══ PROVIDED RECORDS ══

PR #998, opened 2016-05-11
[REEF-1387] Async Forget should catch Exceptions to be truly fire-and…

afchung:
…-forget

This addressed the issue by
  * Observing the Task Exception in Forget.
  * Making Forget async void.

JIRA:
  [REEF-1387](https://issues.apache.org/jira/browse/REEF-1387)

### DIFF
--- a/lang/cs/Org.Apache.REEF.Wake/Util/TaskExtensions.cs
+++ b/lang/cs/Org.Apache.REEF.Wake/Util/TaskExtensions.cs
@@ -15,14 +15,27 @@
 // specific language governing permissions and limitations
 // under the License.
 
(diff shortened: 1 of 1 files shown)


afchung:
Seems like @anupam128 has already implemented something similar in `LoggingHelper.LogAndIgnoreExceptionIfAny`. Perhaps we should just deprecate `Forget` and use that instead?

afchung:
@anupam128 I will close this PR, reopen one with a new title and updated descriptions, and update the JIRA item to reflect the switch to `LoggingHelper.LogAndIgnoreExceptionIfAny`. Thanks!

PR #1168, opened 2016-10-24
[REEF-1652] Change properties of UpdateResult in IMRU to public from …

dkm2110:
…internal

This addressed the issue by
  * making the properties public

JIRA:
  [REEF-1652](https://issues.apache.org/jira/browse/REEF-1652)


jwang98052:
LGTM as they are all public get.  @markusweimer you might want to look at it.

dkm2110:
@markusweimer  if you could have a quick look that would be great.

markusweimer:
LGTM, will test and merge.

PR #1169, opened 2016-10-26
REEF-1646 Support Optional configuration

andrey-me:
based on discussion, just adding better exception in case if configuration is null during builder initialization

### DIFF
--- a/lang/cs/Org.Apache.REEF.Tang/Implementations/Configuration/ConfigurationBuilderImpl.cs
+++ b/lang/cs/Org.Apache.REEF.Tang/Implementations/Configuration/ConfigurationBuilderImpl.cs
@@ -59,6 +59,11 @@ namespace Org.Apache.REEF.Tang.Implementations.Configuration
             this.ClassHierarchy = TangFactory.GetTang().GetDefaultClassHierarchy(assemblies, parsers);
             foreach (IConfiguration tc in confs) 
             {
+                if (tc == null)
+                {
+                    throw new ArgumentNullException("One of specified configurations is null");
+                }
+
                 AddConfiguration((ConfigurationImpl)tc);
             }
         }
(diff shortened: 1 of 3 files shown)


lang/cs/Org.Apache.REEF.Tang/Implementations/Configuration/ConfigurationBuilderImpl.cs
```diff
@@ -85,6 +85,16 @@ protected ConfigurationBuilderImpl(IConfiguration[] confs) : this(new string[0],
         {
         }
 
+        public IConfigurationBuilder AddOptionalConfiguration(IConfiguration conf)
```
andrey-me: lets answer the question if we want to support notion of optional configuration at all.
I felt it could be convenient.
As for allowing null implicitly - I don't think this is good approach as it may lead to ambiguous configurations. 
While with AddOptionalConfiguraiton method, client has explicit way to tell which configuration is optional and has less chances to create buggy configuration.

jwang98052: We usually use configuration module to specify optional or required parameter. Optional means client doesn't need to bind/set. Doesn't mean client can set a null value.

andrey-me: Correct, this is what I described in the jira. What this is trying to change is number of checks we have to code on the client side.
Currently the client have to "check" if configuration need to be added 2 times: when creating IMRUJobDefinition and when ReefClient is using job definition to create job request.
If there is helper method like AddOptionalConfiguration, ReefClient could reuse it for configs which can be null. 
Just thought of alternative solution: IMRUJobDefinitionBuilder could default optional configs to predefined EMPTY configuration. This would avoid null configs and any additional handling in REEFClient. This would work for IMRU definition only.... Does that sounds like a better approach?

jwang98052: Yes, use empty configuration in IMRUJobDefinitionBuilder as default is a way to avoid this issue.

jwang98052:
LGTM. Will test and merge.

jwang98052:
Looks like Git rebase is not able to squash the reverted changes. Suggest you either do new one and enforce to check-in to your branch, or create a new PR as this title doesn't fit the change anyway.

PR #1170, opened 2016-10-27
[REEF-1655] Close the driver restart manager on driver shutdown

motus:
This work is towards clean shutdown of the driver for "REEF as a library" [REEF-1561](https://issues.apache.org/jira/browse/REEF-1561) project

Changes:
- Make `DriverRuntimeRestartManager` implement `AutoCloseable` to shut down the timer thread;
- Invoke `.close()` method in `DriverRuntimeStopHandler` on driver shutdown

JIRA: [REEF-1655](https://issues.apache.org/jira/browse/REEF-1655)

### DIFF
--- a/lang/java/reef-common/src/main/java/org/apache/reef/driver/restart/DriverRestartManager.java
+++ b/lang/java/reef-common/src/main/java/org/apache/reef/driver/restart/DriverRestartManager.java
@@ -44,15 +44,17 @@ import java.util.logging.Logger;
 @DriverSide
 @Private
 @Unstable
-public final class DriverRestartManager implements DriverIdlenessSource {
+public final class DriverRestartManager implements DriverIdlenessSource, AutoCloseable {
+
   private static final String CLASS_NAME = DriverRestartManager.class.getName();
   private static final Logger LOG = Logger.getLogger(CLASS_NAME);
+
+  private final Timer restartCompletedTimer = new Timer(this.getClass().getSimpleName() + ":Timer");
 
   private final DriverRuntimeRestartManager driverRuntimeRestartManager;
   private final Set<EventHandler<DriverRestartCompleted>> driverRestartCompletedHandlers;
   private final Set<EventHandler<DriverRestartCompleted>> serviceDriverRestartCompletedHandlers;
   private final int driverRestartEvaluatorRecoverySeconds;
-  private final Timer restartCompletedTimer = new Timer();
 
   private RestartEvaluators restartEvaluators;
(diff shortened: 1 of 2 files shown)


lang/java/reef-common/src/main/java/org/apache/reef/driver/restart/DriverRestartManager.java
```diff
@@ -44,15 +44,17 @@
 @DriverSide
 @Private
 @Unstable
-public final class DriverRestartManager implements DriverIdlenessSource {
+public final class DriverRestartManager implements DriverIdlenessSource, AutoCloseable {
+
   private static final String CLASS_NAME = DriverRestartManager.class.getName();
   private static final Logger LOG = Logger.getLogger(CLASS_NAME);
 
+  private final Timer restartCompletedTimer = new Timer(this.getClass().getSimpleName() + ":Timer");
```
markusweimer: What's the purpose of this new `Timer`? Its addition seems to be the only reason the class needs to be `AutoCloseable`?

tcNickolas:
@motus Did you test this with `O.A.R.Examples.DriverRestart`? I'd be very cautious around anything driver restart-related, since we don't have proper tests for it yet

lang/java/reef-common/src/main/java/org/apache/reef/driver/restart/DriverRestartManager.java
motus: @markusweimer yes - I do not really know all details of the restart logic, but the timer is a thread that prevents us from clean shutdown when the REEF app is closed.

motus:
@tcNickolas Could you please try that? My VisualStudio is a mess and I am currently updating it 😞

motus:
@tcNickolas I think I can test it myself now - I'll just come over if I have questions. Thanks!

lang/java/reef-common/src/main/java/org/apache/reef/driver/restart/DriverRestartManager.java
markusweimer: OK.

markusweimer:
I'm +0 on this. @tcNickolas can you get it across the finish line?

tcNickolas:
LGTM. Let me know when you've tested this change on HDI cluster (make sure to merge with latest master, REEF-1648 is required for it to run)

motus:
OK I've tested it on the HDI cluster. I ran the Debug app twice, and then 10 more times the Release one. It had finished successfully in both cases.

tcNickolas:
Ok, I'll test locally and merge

═══

§ WORK ITEM
Of all the entries above, retype exactly the lines from the line with "I will close" to the line with "PR #1168, opened 2016-10-24", both included, and no others.

§ TASK ANSWER
@anupam128 I will close this PR, reopen one with a new title and updated descriptions, and update the JIRA item to reflect the switch to `LoggingHelper.LogAndIgnoreExceptionIfAny`. Thanks!

PR #1168, opened 2016-10-24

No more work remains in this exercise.